*EXERCISE*
Your answer should hold all lines of the entries that include the word "merged".
----- EXERCISE DATA -----
PR #544, opened 2022-08-18
feat: Wrapper and meta-wrapper for rbt consensus reads

FelixMoelder:
### Description

This adds two wrappers.
First a wrapper for rust-bio-tools consensus read calculation and second a meta wrapper which adds best practice post processing steps for consensus read calculation.

### QC

* [x] I confirm that:


meta/bio/rbt_calc_consensus/meta.yaml
```diff
@@ -0,0 +1,5 @@
+name: calc_consensus_reads
+description: |
+    Performs consensus read calculation on a marked bam records and merges single,
```
johanneskoester, line 3:
```suggestion
    Performs consensus read calculation on a marked bam and merges single, 
```

meta/bio/rbt_calc_consensus/test/common.smk
```diff
@@ -0,0 +1,7 @@
+def get_processed_consensus_input(wildcards):
```
johanneskoester, line 1: Please put this into the main Snakefile. People have to see the entire meta-wrapper code, so that they case decide how to use it (copy-paste or as a module).

meta/bio/rbt_calc_consensus/test/Snakefile
```diff
@@ -0,0 +1,104 @@
...
+        "master/bio/picard/markduplicates"
+
+
+rule merge_consensus_reads:
+    input:
+        "results/consensus/{sample}.skipped.marked.bam",
+        "results/consensus/{sample}.se.mapped.bam",
+        "results/consensus/{sample}.pe.mapped.bam",
+    output:
+        "results/consensus/{sample}.merged.bam",
```
johanneskoester, line 99:
```suggestion
        "results/consensus/{sample}.bam",
```

johanneskoester: Is this a sorted bam then? That would be ideal. Maybe mention this as a comment, so that people don't have to wonder about it.

meta/bio/rbt_calc_consensus/test/Snakefile
```diff
@@ -0,0 +1,104 @@
...
+    input:
+        "resources/chr21.fa",
+    output:
+        idx=multiext("resources/chr21.fa", ".amb", ".ann", ".bwt", ".pac", ".sa"),
+    log:
+        "logs/bwa_index.log",
+    resources:
+        mem_mb=369000,
+    wrapper:
+        "master/bio/bwa/index"
```
johanneskoester, line 19:
```suggestion
```

Remove the index and consider it to be given. When people include this in their workflow, they will already have one because they have already generated a bam.

meta/bio/rbt_calc_consensus/test/Snakefile
```diff
@@ -0,0 +1,104 @@
+include: "common.smk"
+
+
+rule all:  # [hide]
+    input:  # [hide]
+        "results/consensus/sampleA.merged.bam",  # [hide]
```
johanneskoester, line 6:
```suggestion
```

Should also be removed. meta-wrappers should not be used standalone but inside of a larger workflow.

meta/bio/rbt_calc_consensus/test/Snakefile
-----
*YOUR RESPONSE*
+        "results/consensus/{sample}.merged.bam",
+        "results/consensus/sampleA.merged.bam",  # [hide]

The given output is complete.